To do: Return all of the data exactly as given.

Listed entries:
PR #1320, opened 2026-06-08
[CI] Add pre-commit hook gitleaks secret scanner

jbampton:
https://gitleaks.io

https://github.com/gitleaks/gitleaks#pre-commit

Used on Apache Sedona:

https://github.com/apache/sedona/blob/ffefe5b5140e9770e9fc0c8c0d3cafc113d7398f/.pre-commit-config.yaml#L365

PR #1328, opened 2026-06-10
[CI] Add official pre-commit hook `detect-aws-credentials`

jbampton:
https://github.com/pre-commit/pre-commit-hooks#detect-aws-credentials


paulirwin (approved):
Just like with #1320, I don't think this really applies in the normal course of contributions to our project (i.e. we don't use AWS at all with this project), but (a) it can help prevent contributors from accidentally committing their own secrets, and (b) it's built in, so nothing else to install. I think this is fine to add.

Finished task:
PR #1320, opened 2026-06-08
[CI] Add pre-commit hook gitleaks secret scanner

jbampton:
https://gitleaks.io

https://github.com/gitleaks/gitleaks#pre-commit

Used on Apache Sedona:

https://github.com/apache/sedona/blob/ffefe5b5140e9770e9fc0c8c0d3cafc113d7398f/.pre-commit-config.yaml#L365

PR #1328, opened 2026-06-10
[CI] Add official pre-commit hook `detect-aws-credentials`

jbampton:
https://github.com/pre-commit/pre-commit-hooks#detect-aws-credentials


paulirwin (approved):
Just like with #1320, I don't think this really applies in the normal course of contributions to our project (i.e. we don't use AWS at all with this project), but (a) it can help prevent contributors from accidentally committing their own secrets, and (b) it's built in, so nothing else to install. I think this is fine to add.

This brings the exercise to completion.